(Records excerpted from a collection)
==============================
PR #108, opened 2017-09-06
List improvements

glebm:
* Adds a singleton class for Empty.
* Makes `list?` O(1) instead of O(n).
* Makes `length` checked.
* Makes `immutable?` work on lists.
* Makes the `_listLength` field always a number so it's more JIT-friendly.
* Avoids the expensive `instanceof` checks in `Pair.check` and `MPair.check`.
* Adds hash code caching for `Pair` and `MPair`.
* Fixes the `listFind` predicate check.
* Minor improvements to `makeList` and `listFromArray`.
* Removes the unused `_listLength` function.
* Removes the now unnecessary Array equality and hashing from `isEqual` and `hashForEqual`.
* Removes `cons?` and `empty?` from kernel as they are not a part of the Kernel in racket.
* Adds more tests.

@vishes Hoping for a quick turnaround on this so I can proceed with extracting the rest of the mega-PR.

### DIFF
--- a/racketscript-compiler/racketscript/compiler/runtime/core/equality.js
+++ b/racketscript-compiler/racketscript/compiler/runtime/core/equality.js
@@ -37,15 +37,5 @@ export function isEqual(v1, v2) {
     // Bytes are not a Primitive.
     if (Bytes.check(v1) && Bytes.check(v2)) return Bytes.eq(v1, v2);
 
-    // TODO: We should not pass arrays to this function,
-    //   but currently we sometimes do, e.g. the empty list.
-    if (Array.isArray(v1) && Array.isArray(v2) && v1.length === v2.length) {
-        const n = a.length;
-        for (let i = 0; i < n; i++) {
-            if (!isEqual(a[i], b[i])) return false;
-        }
-        return true;
-    }
-
     return false;
 }
--- a/racketscript-compiler/racketscript/compiler/runtime/core/hash.js
+++ b/racketscript-compiler/racketscript/compiler/runtime/core/hash.js
@@ -135,7 +135,7 @@ export function makeEqualFromAssocs(assocs, mutable) {
 }
 
 export function map(hash, proc) {
-    let result = Pair.Empty;
+    let result = Pair.EMPTY;
     hash._h.forEach((value, key) => {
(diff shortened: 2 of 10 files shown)


stchang:
Maybe add tests using `cons?` and `empty?` to `tests/racket-core/list.rkt`?

Otherwise looks ok to me.

glebm:
@stchang I thought these tests were meant to match https://github.com/racket/racket/blob/master/pkgs/racket-test-core/tests/racket/list.rktl? That doesn't have tests for `cons?` and `empty?`.

vishesh:
LG.

stchang:
@glebm Yes, you're right. Perhaps it's better to add a new test file then?

glebm:
Well, we're not testing the rest of non-core Racket.

If our implementation of the Kernel is correct, as verified by the kernel tests, we don't need to test the non-kernel code.

glebm:
Anyway, there were no tests for these functions before, and now the functions no longer exist. The addition of these tests should not block this PR.

Can we merge this for now, independently of what you can decide your policy is on testing non-kernel code?

stchang:
> If our implementation of the Kernel is correct, as verified by the kernel tests, we don't need to test the non-kernel code.

Racketscript semantics are different from Racket so we cannot assume this.

And just because Racket tests are incomplete does not mean Racketscript must be.

> now the functions no longer exist

That's exactly my concern. Existing code may use these functions but after this commit I do not know if they still work.

Anyhow, it's a minor point here so I'm ok with merging either way

glebm:
> That's exactly my concern. Existing code may use these functions but after this commit I do not know if they still work.

As far as I can tell, existing code already used the `list.rkt` definitions as they override `kernel.rkt`.

By the way, the definitions in `list.rkt` are just aliases:

https://github.com/racket/racket/blob/0d5948683923319a959db003fe3d2ab5c54a4b75/racket/collects/racket/list.rkt#L114-L115

Once you merge this, if you want to add the tests, here are some:

```racket
(empty? '())
(empty? '(1))
(empty? #t)

(cons? '())
(cons? '(1 2))
(cons? (cons 1 2))
(cons? (cons 1 (cons 2 3)))
```

PR #111, opened 2017-09-07
Add contribution guidelines

vishesh:
Can be better read here: https://github.com/vishesh/racketscript/blob/issue/contribution-guidelines/CONTRIBUTING.md

PR #114, opened 2017-09-07
.eslintrc and `make eslint-fix`

glebm:
As per #111, this project now uses the AirBnb JavaScript style guide but with 4 spaces for indentation.

This configures the project using the official AirBnb eslint configuration and adds an eslint-fix task that can fix some of the issues.

### DIFF
--- a/.eslintrc
+++ b/.eslintrc
@@ -1,0 +1,11 @@
+{
+    "extends": "airbnb-base",
+    "parserOptions": {
+        "ecmaVersion": 2017,
+        "sourceType": "module"
+    },
+    "rules": {
+        "indent": ["error", 4],
+        "import/extensions": ["error", "always"]
+    }
+}
--- a/Makefile
+++ b/Makefile
@@ -9,9 +9,10 @@
 .PHONY: build setup setup-extra clean
 .PHONY: test unit-test integration-test test
 .PHONY: coverage coverage-unit-test
-.PHONY: eslint jslint tscheck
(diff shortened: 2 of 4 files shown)


glebm:
> Our of curiosity apart from string padding what else do we use from es2017?

As far as I know:

es2017: TextEncoder/Decoder, String padding
es2016: Modules (`import/export` spec)
es2015 (aka es6): Uint8Array constructor, ArrayBuffer

> I think we can remove jshint jslint completely from this Makefile. No one uses it.
> I can't see from my cellphone, but since eslint is installed here maybe we should remove eslint and jshint the 'install -g` business from setup-extra and invoke npm intsall from that target.

+1, I'll send a separate PR later on with these two changes.

> Also what do you think about doing 'npm install --save-dev' instead of maintaining package.json? Sure package.json is better, but it's presence in root makes it look like a NPM package and hence a self-hosted compiler which we are not. I may be overthinking this.

`--save-dev` also goes to `package.json`. I mean, this package does have NPM dev dependencies so it makes sense to have them specified. Note that we also check in `package-lock.json`, which is uncommon for packages.

You can move it under `/racketscript-compiler/racketscript/compiler/runtime/` if you're concerned though, and simply adjust the Makefile.

vishesh:
Yes except package.json won't be part of repo in savedev case and generated. Anyway it's just trivial cosmetic thing. I will merge this.

TypeScript also I believe should be a dev dependency.

PR #115, opened 2017-09-07
Remove text_transcoder.js polyfill

glebm:
Use the built-in TextDecoder/Encoder instead.

It is still experimental but will likely be stabilized in the future with few changes if any (WRT UTF-8 encodings, the other encodings are still in flux but we don't use them).


vishesh:
What happens to browser targets ?

glebm:
@vishesh No special handling, the `typeof` check will succeed if the browser supports it or if a polyfill is present.

vishesh:
Great. Thanks!

PR #116, opened 2017-09-07
Move procedure-related functions to procedure.js

glebm:
Extracted from the mega-PR


vishesh:
Thanks.

stchang:
Should we change the display functions to use the new procedure `toString`?

glebm:
@stchang, no need for now as I'll send a PR soon that does the full display/write/print implementation

stchang:
Great thanks.

PR #118, opened 2017-09-09
Makefile fixes

glebm:
Correctly specifies dependencies between targets.
Removes no-longer necessary steps from the readme.

### DIFF
--- a/Makefile
+++ b/Makefile
@@ -1,91 +1,74 @@
-##   mmmmm                  m
-##   #   "#  mmm   mmmm   mm#mm  m   m   m mm   mmm
-##   #mmmm" "   #  #" "#    #    #   #   #"  " #"  #
-##   #   "m m"""#  #   #    #    #   #   #     #""""
-##   #    " "mm"#  ##m#"    "mm  "mm"#   #     "#mm"
-##               #
-##               "
+.PHONY: build setup clean \
+eslint eslint-fix tscheck \
+test unit-test integration-test coverage coverage-unit-test
 
-.PHONY: build setup setup-extra clean
-.PHONY: test unit-test integration-test test
-.PHONY: coverage coverage-unit-test
-.PHONY: eslint eslint-fix jshint tscheck
+SETUP_BIN_DIR=$(shell racket -e "(require setup/dirs) (display (find-user-console-bin-dir))")
+SETUP_PKGS_DIR=$(shell racket -e "(require setup/dirs) (display (find-user-pkgs-dir))")
+TSC=node_modules/.bin/tsc
+ESLINT=node_modules/.bin/eslint
 
-TSC=node_modules/typescript/bin/tsc
-ESLINT=node_modules/eslint/bin/eslint.js
+## Compiler recipes
 
-## Compile recipes
+build: setup
+	raco make -j 2 -v racketscript-compiler/racketscript/compiler/main.rkt \
+	  tests/fixture.rkt
 
-build:
-	@echo "     RACKETSCRIPT BUILD      "
-	@echo "++++++++++++++++++++++++++++++"
-	@echo
-	@echo "NOTE: Make sure NodeJS and NPM are installed and"
-	@echo "      exists in PATH. See \`make setup\`"
-	@echo
-	raco make -v racketscript-compiler/racketscript/compiler/main.rkt
-	raco make -v tests/fixture.rkt
-
-setup:
+$(SETUP_BIN_DIR)/racks:
 	raco pkg install --auto -t dir racketscript-compiler/ || \
-	    raco pkg update --link racketscript-compiler/
+	  raco pkg update --link racketscript-compiler/
 	raco pkg install --auto -t dir racketscript-extras/ || \
-		    raco pkg update --link racketscript-extras/
+	  raco pkg update --link racketscript-extras/
+$(SETUP_PKGS_DIR)/cover:
+	raco pkg install --auto cover || true
+$(SETUP_PKGS_DIR)/glob:
+	raco pkg install --auto glob || true
+setup: | $(SETUP_BIN_DIR)/racks $(SETUP_PKGS_DIR)/cover $(SETUP_PKGS_DIR)/glob
 
-setup-extra:
-	npm install -g traceur js-beautify eslint jshint gulp
-	raco pkg install --auto cover glob
-
-clean:
-	raco pkg remove racketscript-extras
-	raco pkg remove racketscript-compiler
-
-## Coverage recipes
-
-coverage-unit-test:
-	@echo " RACKETSCRIPT COVERAGE UNIT-TEST    "
-	@echo "++++++++++++++++++++++++++++++++++"
-	raco cover -d ./coverage/unit racketscript-compiler/racketscript/
-
-coverage:
-	@echo "    RACKETSCRIPT COVERAGE    "
-	@echo "++++++++++++++++++++++++"
-	COVERAGE_MODE=1 raco cover -d ./coverage/all -b racketscript-compiler \
-	    tests/fixture.rkt
+clean: clean-compiler
+	raco pkg remove racketscript-extras || true
+	raco pkg remove racketscript-compiler || true
+	rm -rf test/compiled/ coverage/ tmp/ js-build/
+	bash -c 'rm -rf racketscript-compiler/racketscript/compiler/**/*.{dep,zo}'
 
 ## JavaScript
 
 eslint: | node_modules
-	@echo "    RACKETSCRIPT RUNTIME LINT    "
-	@echo "++++++++++++++++++++++++++++"
-	$(ESLINT) ./racketscript-compiler/racketscript/compiler/runtime/ || true
+	$(ESLINT) ./racketscript-compiler/racketscript/compiler/runtime/
 
 eslint-fix: | node_modules
 	$(ESLINT) --fix ./racketscript-compiler/racketscript/compiler/runtime/
-
-jshint:
-	@echo "    RACKETSCRIPT RUNTIME LINT    "
-	@echo "++++++++++++++++++++++++++++"
-	jshint ./racketscript-compiler/racketscript/compiler/runtime/ || true
 
 # Typecheck JavaScript
 tscheck: node_modules
 	$(TSC) --noEmit --allowJs --checkJs --strict --lib es2017 --target es2017 \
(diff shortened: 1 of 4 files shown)


Makefile
```diff
@@ -1,75 +1,51 @@
...
-	@echo "++++++++++++++++++++++++++++++++++"
-	raco cover -d ./coverage/unit racketscript-compiler/racketscript/
+## Compiler recipes
 
-coverage:
-	@echo "    RACKETSCRIPT COVERAGE    "
-	@echo "++++++++++++++++++++++++"
-	COVERAGE_MODE=1 raco cover -d ./coverage/all -b racketscript-compiler \
-	    tests/fixture.rkt
+build: setup
```
vishesh: Please remove `setup` from this as it can get slightly annoying to keep reinstalling package after each small change. When testing compiler changes you just want to build the bytecode and expect setup to be done already.

Also other targets which uses build (tests ..) will do setup again and again.

Makefile
```diff
@@ -1,75 +1,51 @@
...
+	raco make -j 2 -v racketscript-compiler/racketscript/compiler/main.rkt \
+	  tests/fixture.rkt
+
+$(SETUP_BIN_DIR)/racks: $(call rwildcard,,*.rkt)
```
vishesh: What role `$(call ..)` plays in this target?

README.md
```diff
@@ -93,19 +93,19 @@ Traceur using NPM. Babel is recommended for writing NodeJS programs.
```
vishesh: Can we remove this change? This may give merge conflict with the contribution guidelines. HACKING is already gone in that branch, and I will remove trailing white-spaces.

Makefile
```diff
@@ -1,75 +1,51 @@
...
 	$(ESLINT) --fix ./racketscript-compiler/racketscript/compiler/runtime/
 
-jshint:
-	@echo "    RACKETSCRIPT RUNTIME LINT    "
-	@echo "++++++++++++++++++++++++++++"
-	jshint ./racketscript-compiler/racketscript/compiler/runtime/ || true
-
 # Typecheck JavaScript
-tscheck: node_modules
+tscheck: | node_modules
```
vishesh: This comment applies to other targets like eslint .... Since these targets will be used by contributors, we can assume they have done the `setup-extras` step by following the contribution guidelines. So we can avoid the `npm install` lag each time for our convenience

Makefile
glebm: I was under the impression that changes to `.rkt` files require an install to work? Is that not so?

Makefile
glebm: `call` is the built-in Makefile function that calls a user-defined function.
We specify the pre-requisites of `racks` so that `setup` only runs when one of the `.rkt` files have changed.

Makefile
glebm: No. `node_modules` specifies `package.json` as it's pre-requisite. If neither `package.json` nor `node_modules/` have changed, `npm install won't run.

README.md
glebm: Reverted

Makefile
vishesh: No. The package is linked to current directory. You just need to do a `raco make`.

Makefile
vishesh: `raco make` will already take care of that, so you don't have to worry about.

Makefile
vishesh: Seems like it does. I'm running `make tscheck` twice and it takes around 5 seconds to get this

```
± % make tscheck                                                                                                                                                 
npm install                                                                                                                                                                               
npm WARN racketscript No repository field.                                                                                                                          
npm WARN racketscript No license field.                                                                                                                             
                                                                                                                                                                   
up to date in 0.86s                                                                                                                             
```

glebm: @vishesh Nice catch, that was a bug.

Your `node_modules` was older than `package.json`.

```
stat -c %Y node_modules
stat -c %Y package.json
```

This can happen if there was a change to `package.json` that didn't result in `node_modules` getting updated (such as `typescript` moving from `dependencies` to `devDependencies`).

I've added ` && touch node_modules` to the rule to avoid this.

Makefile
glebm: This was to avoid needless `raco pkg install`, not `raco make`.

Makefile
glebm: I'll see if I can make it run only once.

glebm: Done, now `setup` only runs once.

vishesh: I really don't think its necessary to do more than `raco make`.

Developers would have already run `setup-extra` which should take care of installing this all. No need to add complexity where its not needed.

Makefile
glebm: Removed the `**/*.rkt` pre-requisites so that `setup` only runs once.

vishesh: I think we don't need this. If I'm doing setup I really want everything reinstalled for some reason. Keep it simple.

Makefile
vishesh: Like I said in other comment, please don't worry about that. `setup-extra` should handle whatever installation stuff you have to. Let's keep thing whole thing simple and stupid.

glebm:
> I really don't think we should do installation of node modules for eslint, tscheck ... First thing developer must to is run make setup-extra which should install whatever is necessary. Overall, keep it simple and straight.

1. We don't run `npm install` if `node_modules` are already installed. If they are not installed and a task requires them, only then do they get installed.
2. There is no longer a `setup-extra` step at all in this Makefile. Removing it makes the whole thing simpler. Having an extra step instead of letting `make` take care of it is not what I'd consider simple.

If you think that install for people who just want to install the package and not hack on it should happen via `make setup` (I think it should just be `raco pkg install`, is that right?), we can add the setup-extra back with a dependency.

Makefile
glebm: @vishesh Bringing your attention again to this comment, seems like you've missed it.
TLDR: That was a bug and is now fixed.

vishesh:
Here's how it is:

1. You are a user and you just want to use it. You do `make setup`. You DON'T care about anything else. 
2. You are a hacker and want to fiddle with things. You do `make setup-extra` too. It will install whatever NPM and Racket developer dependencies required. `make-setup-extra` can simply call `setup-extra-racket` and `setup-node-modules` whatever. Personally, I like to just do `make setup-extra` whenever I want to update my environment or install in a fresh machine.

By this point, you have your developer environment setup. You have all your tools installed (eslint, tscheck, cover ...) from setup-extra. And you will run `make build`, `make eslint` etc . several times. I don't understand the reason why you want to do all these checking and installation again for eslint and all targer. Sure its fancier, but more code with no real benefit, because I repeat, you already have done setup-extra!

>> raco pkg install

There are people who keep latest repos just to keep up-to-date with latest changes. My deployment scripit in RacketScript playgound pull latest changes and simply does a `raco setup`.

Overall, I found this overall workflow good enough to work with, and don't feel the need for changes there.

Makefile
vishesh: I guess this is exactly why I emphasize on making things simple. Simply do a `npm install` or `raco make` than checking if XYZ changed. Let NPM or Raco handle whatever it has to.

glebm:
OK, I've updated the PR, so `make setup` now only runs the non-development setup.

With this change, you no longer need to worry about `setup-extra`, at all.
This is much simpler than before.

> Sure its fancier, but more code with no real benefit,

The real benefit is not having to understand what setup-extra does and **when I need to re-run it**.
The previous setup only seemed simple to you because you knew exactly what `setup-extra` did.

Makefile
```diff
@@ -1,91 +1,76 @@
...
+$(SETUP_PKGS_DIR)/glob:
+	raco pkg install --auto glob || true
+setup-extras: | setup $(SETUP_PKGS_DIR)/cover $(SETUP_PKGS_DIR)/glob
 
-coverage:
-	@echo "    RACKETSCRIPT COVERAGE    "
-	@echo "++++++++++++++++++++++++"
-	COVERAGE_MODE=1 raco cover -d ./coverage/all -b racketscript-compiler \
-	    tests/fixture.rkt
+build: setup-extras
```
vishesh: I think I mentioned earlier to remove setup-extras from here.

Makefile
```diff
@@ -1,91 +1,76 @@
...
-	raco pkg remove racketscript-compiler
+## Compiler recipes
 
-## Coverage recipes
+$(SETUP_BIN_DIR)/racks:
+	raco pkg install --auto -t dir racketscript-compiler/ || \
+	  raco pkg update --link racketscript-compiler/
+	raco pkg install --auto -t dir racketscript-extras/ || \
+	  raco pkg update --link racketscript-extras/
+setup: | $(SETUP_BIN_DIR)/racks
```
vishesh: I want setup to run regardless it is installed or not. That's why there is a `raco update`. Right now:

```
± % make setup
make: Nothing to be done for 'setup'.
```

I think what I like to have is to Makefile act just like a function to run some commands (that is why I added PHONY) like I would otherwise do on bash. I really have no interest in maintaining Makefiles more than necessary and keep it simple. And that is why I'm asking you to remove node_modules target from other targets, Rather than checking if package.json file changed, just run npm install whatever.

So far this way of working with Makefile has served all our use-cases well, and there is no need to change something that is working just fine, let alone make it do more. Whatever confusion you have around `setup-extras` is just your experience so far. So lets not fix a problem that not yet exist. I would be more open to this if there is more shoutout for a change.

On side note there are other changes I like, for example building before running unit-test which is almost always relevant.

glebm:
My experience highlighted the problem. It's just me but unfortunately, there are no other contributors for now who are not fully familiar with the codebase, to demonstrate that the previous setup is less than ideal.

Closing this PR as I have a rather different idea of what it should look like (or what a good development experience is).

glebm:
> I think what I like to have is to Makefile act just like a function to run some commands

This is a really weird approach to makefiles. I've never seen this before in over a decade of dealing with makefiles.

You can always force a makefile to run the command by running `clean` first.
If you want the commands to always run, don't use makefiles, just use bash scripts.

Using a Makefile like this is kinda like using an plane as a car, because the plane happens to have wheels and you don't really like flying...

vishesh:
Regarding the patch, there are certainly improvements, I've already given my opinion on most parts.

For rest, there can't be a consensus between two if opinions and priorities are different, and I think our time is better spent discussing other more important issues on hand.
==============================
» EXERCISE DETAILS:
Nothing but the lines from the top of the entries above through the line with "Minor improvements to" should be set down, each exactly as written.

» SOLUTION FOR THIS EXERCISE:
PR #108, opened 2017-09-06
List improvements

glebm:
* Adds a singleton class for Empty.
* Makes `list?` O(1) instead of O(n).
* Makes `length` checked.
* Makes `immutable?` work on lists.
* Makes the `_listLength` field always a number so it's more JIT-friendly.
* Avoids the expensive `instanceof` checks in `Pair.check` and `MPair.check`.
* Adds hash code caching for `Pair` and `MPair`.
* Fixes the `listFind` predicate check.
* Minor improvements to `makeList` and `listFromArray`.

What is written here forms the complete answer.